While it is less difficult to get a HomeReady loan than a more traditional loan it is also important to understand all the requirements and responsibilities that come with buying a Peoria AZ  home. Here are some common concerns and questions for HomeReady Mortgages:

How does a HomeReady mortgage make it easier to qualify?
Why Should I Own Rather Than Rent?
Home Much Can I Borrow


How does HomeReady mortgage make it easier to qualify?
The most notable difference is that HomeReady uses flexible rules to determine applicants’ debt-to income ration. The HomeReady 

program’s requirements are more flexible in whose income may be included in your mortgage application– For instance, you may be able to rely on income:

from another adult living with you, like an adult child, who also contributes to the income in the household
Family and friends who might be helping you pay the mortgage, but don’t live with you
rental income from leasing a basement apartment to help pay the mortgage?

Why Should I Own Rather Than Rent?
Homeownership has many benefits.

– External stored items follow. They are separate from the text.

PR #401, opened 2015-10-12
Avoid slow path GETVAR/CSVAR for function self-reference

svaarala:
Currently a function self reference compiles to a slow path GETVAR. Avoid this slow path by detecting self reference at compile time and emit a LDCURRFN (load current function) when it's safe to do so.

I'm not sure if there are actually many safe situations, I'll need to check the semantics. For example, a global function declaration is writable so there's no guarantee that it won't be mutated during self recursion.

Tasks:

- [ ] Compiler changes
- [ ] Executor changes
- [ ] Debugger opcode definitions, check emitted output for call setup and normal read reference
- [ ] Check and document official semantics, compare to V8 and Rhino
- [ ] Test cases to cover emitted opcodes, with/catch capture cases, unsafe self references
- [ ] Releases entry

### DIFF
--- a/RELEASES.rst
+++ b/RELEASES.rst
@@ -1266,6 +1266,12 @@ Planned
   by allowing indent value or gap string and by supporting JX/JC in the
   fast path (GH-445)
 
+1.5.0 (XXXX-XX-XX)
+------------------
+
+* Internal performance improvement: handle function self-reference specially
+  to avoid a slow path identifier lookup for self-recursive functions (GH-401)
+
 2.0.0 (XXXX-XX-XX)
 ------------------
 
--- a/debugger/duk_opcodes.yaml
+++ b/debugger/duk_opcodes.yaml
@@ -434,7 +434,9 @@ extra:
   - name: ENDLABEL
     args:
       - BC_I
-  - name: EXTRA34
+  - name: LDCURRFN
+    args:
+      - BC_R
   - name: EXTRA35
   - name: EXTRA36
   - name: EXTRA37
--- a/src/duk_js_bytecode.h
+++ b/src/duk_js_bytecode.h
@@ -176,6 +176,7 @@ typedef duk_uint32_t duk_instr_t;
 #define DUK_EXTRAOP_IN              31
 #define DUK_EXTRAOP_LABEL           32
 #define DUK_EXTRAOP_ENDLABEL        33
+#define DUK_EXTRAOP_LDCURRFN        34
 
 /* DUK_OP_CALL flags in A */
 #define DUK_BC_CALL_FLAG_TAILCALL           (1 << 0)
--- a/src/duk_js_compiler.c
+++ b/src/duk_js_compiler.c
@@ -2323,8 +2323,24 @@ DUK_LOCAL void duk__ivalue_toplain_raw(duk_compiler_ctx *comp_ctx, duk_ivalue *x
 			x->x1.t = DUK_ISPEC_REGCONST;
 			x->x1.regconst = (duk_regconst_t) reg_varbind;
 		} else {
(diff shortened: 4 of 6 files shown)


svaarala:
This is a proof-of-concept right now. I'll need to check what the required semantics are (there seems to be a difference in behavior between V8 and Rhino too, for example).

`tests/perf/test-fib.js` uses self-reference and with this change execution time drops from about 8.5 seconds to 4.5 seconds. About 50% of the Fibonacci test is spent in the slow path GETVAR before the change.

svaarala:
This would be a nice improvement to call performance but a bit odds with Ecmascript semantics. Fixing the behavior to be compliant needs a bit of thinking, so I'm dropping this from 1.4.

Function declarations are handled differently from named function expressions; for function declarations the function name or binding exists in e.g. the global object, and is not part of the function. That global variable binding is non-configurable (see E5 Section 10.5) but it's still writable, so that:

```
> function test() {}
undefined
> delete test;  // cannot delete
false
> test
[Function: test]
> test = 123;  // can assign
123
> test
123
```

This means that a function declaration doing a self reference cannot be sure that the reference actually resolves to the function itself:

```
function func() {
    recursive = function nop() {};
}
function recursive(n) {
    print(n);
    func();
    if (n > 0) { recursive(n - 1); }
}
recursive(10);
```

The correct output here is:

```
10
```

With the change in this branch currently the test would output:

```
10
9
8
7
6
5
4
3
2
1
0
```

because the function won't react to the changed external binding.

fatcerberus:
It seems like this might actually be impossible to implement without breaking Ecmascript semantics.  The compiler has no practical way to guarantee the name won't be reassigned without analyzing every single possible call path, a potentially intractable problem.

svaarala:
There may be cases where the compiler would be able to prove that the binding won't be changed. Duktape's compiler doesn't have enough state to do that though, it'd need to know that every function potentially writing to the binding didn't in fact write to it, didn't have eval() calls, etc.

If the binding (= variable) was non-configurable and non-writable, it'd be relatively safe to assume it would never change. This would be the case for Ecmascript code; but with Duktape C API it's possible to force changes to such protected variables too. It's a bit of a grey area whether the compiler should be allowed to optimize in these cases, when standard code wouldn't be able to detect the difference. (If so, the behavior should be predictable and intuitive for the application.)

But it'd be quite annoying (and impractical) for user code to make such binding non-writable explicitly to make the idiom perform better. So for now it's most realistic to optimize scope handling performance piece by piece so that this would be faster without any tricks.

fatcerberus:
You'd also have to prove that none of the *other* bindings in the call path were ever written to as well.  It could get very complicated very fast, even if the compiler had sufficient state to do it.

svaarala:
If there are no eval() calls and no with statements, new variables can't be introduced at runtime - so it's possible to analyze the variable lookup starting from the current scope up to the declaration even if there are intervening scopes.

But to optimize a certain lookup, one would need to know that no function in the same program could introduce a capturing variable anywhere in the lookup "scope path", and in addition being sure that nothing writes to the final binding after compilation, so it needs a global state of all the relevant functions.

svaarala:
By the way, that "scope path analysis" is one optimization I've noted in a todo list a long time ago: a GETVAR opcode could have a number indicating how many scope levels can be safely bypassed (skipped over without checking if a matching variable is found) because such an identifier didn't exist at compile time and the scopes in question didn't have "with" statements or eval() calls.

This would speed up identifier lookup a bit because actual property checks would be skipped and the code would just lookup the internal prototype N times before making an actual lookup - and the variable would almost always then be present when the first actual property lookup was done.

svaarala:
Closing as unmerged, keeping the branch around for future reference.

PR #405, opened 2015-10-17
Human readable object/key summary for property access errors

### LINKED ISSUE #210: Make "invalid base value" more informative
Currently the `invalid base value` error is a bit too vague--it doesn't tell you the name of the variable that you're trying to access and is just in general very difficult to diagnose.  Would it be possible to reword this error message to make it clearer, something like what SpiderMonkey says in this case: `'varName' has no properties`

svaarala:
In Duktape 1.3.0 an invalid base value for a property access causes a rather cryptic error:

```
duk> null.foo=123
TypeError: invalid base value
```

Add a human readable summary of the object (base value) and the key of a rejected property access.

Some of them include having a home where you can do whatever you want with it — paint it, decorate it, you name it! Besides making it your home, there are other benefits related to your home purchase loan. You may, for example, be able to claim income tax deductions for interest payments under your mortgage. Plus, by making regular monthly payment under an amortizing loan, you will build up your own equity, and not your landlords.

How Much Can I Borrow
Most loan programs require that your total debt be less than 45% of your gross monthly income. That percentage includes the new mortgage payments, any car loans, student loans, credit card, and any other debt you have occurred. It does not include expenses like cable bills, utilities, gym memberships and such. However, HomeReady does have flexible debt to income guidelines. If you have a history of paying your bills on time, then you may qualify for higher debt to income ratios up to 50% of your income.

You also need to think personally how much debt you can live with. Take time to determine how much debt you prefer to manage and if it is an amount you can one day pay off.